Joy Milne told the BBC she smelled it 10 to 12 years before her husband was diagnosed, and it worsened along with the disease. (Getty Images)

What if you could diagnose someone with a disease just by smelling it?

That’s what 67-year-old Joy Milne claims she did when she smelled Parkinson’s diseaseeven before it was diagnosed in her husband, Les, reports the BBC. She “sensed a strange smell when he was around,” but after they attended a Parkinson’s support group in the U.K. two years ago just before her husband died, it became clear she could smell the same scent on other people, too.

Scientists were able to confirm her ability after she smelled the disease on six T-shirts belonging to Parkinson’s patients – and one from the control group of six other T-shirts worn by people who did not have Parkinson’s at the time, reports the BBC. But that one person was later diagnosed with Parkinson’s several months later.

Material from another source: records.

PR #1322, opened 2021-11-24
GSYE-61: Added support for live events by updating the bid / offer up…

spyrostz:
…daters on the event_activate on all strategies, and not only on the event_market_cycle. Added extra checks in the profile populate methods in order to avoid timeslots that span outside the range of the simulation duration.


hannesdiedrich (approved):
Interesting! LGTM

src/gsy_e/models/strategy/future/strategy.py
```diff
@@ -92,11 +96,16 @@ def event_market_cycle(self, strategy: "BidEnabledStrategy") -> None:
     def event_tick(self, strategy: "BidEnabledStrategy") -> None:
         """Base class method for handling the tick"""
 
+    def update_and_populate_price_settings(self, strategy: "BidEnabledStrategy") -> None:
```
Hassan754, line 99: I can see that all strategies type hints throughout the module are set to `BidEnabledStrategy` when they can also be `OfferEnabledStrategy`, so for these usages I suppose it's safe to use `BaseStrategy`
```suggestion
    def update_and_populate_price_settings(self, strategy: "BaseStrategy") -> None:
```

src/gsy_e/models/strategy/future/strategy.py
```diff
@@ -146,6 +158,14 @@ def __init__(self, asset_type: AssetType,
             initial_buying_rate, final_buying_rate, asset_type
         )
 
+    def update_and_populate_price_settings(self, strategy):
+        """
+        Updates and populates the price settings of the bid / offer updaters. Should be called
```
Hassan754, line 163: Nit
```suggestion
        Update and populate the price settings of the bid / offer updaters. Should be called
```

Hassan754 (approved):
LGTM

Hassan754:
I retriggered the ci tests and they seem to be failing, LGTM once fixed

Hassan754 (dismissed):

src/gsy_e/models/strategy/__init__.py
```diff
@@ -456,6 +457,7 @@ def __init__(self):
         self.event_responses = []
         self._market_adapter = market_strategy_connection_adapter_factory()
         self._settlement_market_strategy = self._create_settlement_market_strategy()
+        self._future_market_strategy = self._create_future_market_strategy()
```
hannesdiedrich, line 460: 👍

src/gsy_e/models/strategy/update_frequency.py
```diff
@@ -169,6 +172,11 @@ def _calculate_number_of_available_updates_per_slot(self) -> int:
 
     def update_and_populate_price_settings(self, area: "Area") -> None:
         """Populate the price profiles for every available time slot."""
+
+        # Handling the case where future markets are disabled during a simulation.
+        if self._time_slot_duration_in_seconds <= 0:
```
hannesdiedrich, line 177: I really do not understand this. Why would the `GlobalConfig.slot_length.seconds` be changed while runtime. Can you please explain?

tests/strategies/future/test_future_strategy.py
```diff
@@ -40,19 +40,21 @@ class TestFutureMarketStrategy:
 
     def setup_method(self) -> None:
         """Preparation for the tests execution"""
+        self._original_future_markets = GlobalConfig.FUTURE_MARKET_DURATION_HOURS
```
hannesdiedrich, line 43: NIT
```suggestion
        self._original_future_markets_duration = GlobalConfig.FUTURE_MARKET_DURATION_HOURS
```

hannesdiedrich (dismissed):
One question, one minor comment. LGTM

src/gsy_e/models/strategy/update_frequency.py
spyrostz: Not the slot length, but the GlobalConfig.FUTURE_MARKET_DURATION_HOURS . I encountered this when running parameterised unit tests. In this case, the future markets were enabled at the time of test collection, therefore the parameterised strategies in the tests were created with future market strategy enabled. During the test run though, some tests changed the GlobalConfig.FUTURE_MARKET_DURATION_HOURS to 0, and because the parameterised strategies were already constructed, their _future_market_strategy member contained a FutureMarketStrategy class and not a FutureMarketStrategyInterface (which essentially disables the future markets). This effect is similar to having constructed the strategy classes and while the simulation is running, to change the value of GlobalConfig.FUTURE_MARKET_DURATION_HOURS to 0. In this case, the market_cycle of the FutureMarketStrategy will still be called (because it was constructed on the test collection)  but the self._time_slot_duration_in_seconds would be 0 (because the GlobalConfig.FUTURE_MARKET_DURATION_HOURS == 0 at the time of the test run) , and this would raise the exception that we perceived in the CI. 

In order to alleviate this, I fixed the unit tests teardown methods to not revert the future market duration to 0 but to the previously configured value. This part here is an extra sanity check, in case the future markets are disabled while the simulation is running, then do not process the timeslot at all.

hannesdiedrich: Thanks a lot for the explanation! The missing link was that the `FutureTemplateStrategyBidUpdater` and  `FutureTemplateStrategyOfferUpdater` overwrite the `_time_slot_duration_in_seconds` . I only looked at the implementation 10 lines above which made me wonder.

hannesdiedrich (approved):
LGTM

Hassan754 (approved):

Milne – and her nose – are currently working with scientists as they try to come up with a diagnostic test for the illness, which is characterized by stiffness, trembling and affected balance, according to the National Institutes of Health. Scientists are trying to find the exact molecules that make up the odor Milne can smell, and so far, they’ve found 10 molecules specific to those with Parkinson’s disease. There’s no medical test for the condition, and the Atlanta Journal-Constitution notes doctors usually diagnose the disease through neurological and physical evaluations.

What does Parkinson’s smell like, exactly? “Thick, musk smell,” Milne says. “Very different.” She told the BBC she smelled it 10 to 12 years before her husband was diagnosed, and it worsened along with the disease. He lived with the disease for 20 years before he died in 2015.